- **Required work**: Below are some records; write them all out again exactly.
---
PR #780, opened 2025-04-15
Remove the `testing` directory

pm47:
It was useful for the `Node` demo app, which has been removed a long time ago.


pm47:
It's actually used in CI to instantiate bitcoind and electrum.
---
- **Final answer**:
PR #780, opened 2025-04-15
Remove the `testing` directory

pm47:
It was useful for the `Node` demo app, which has been removed a long time ago.


pm47:
It's actually used in CI to instantiate bitcoind and electrum.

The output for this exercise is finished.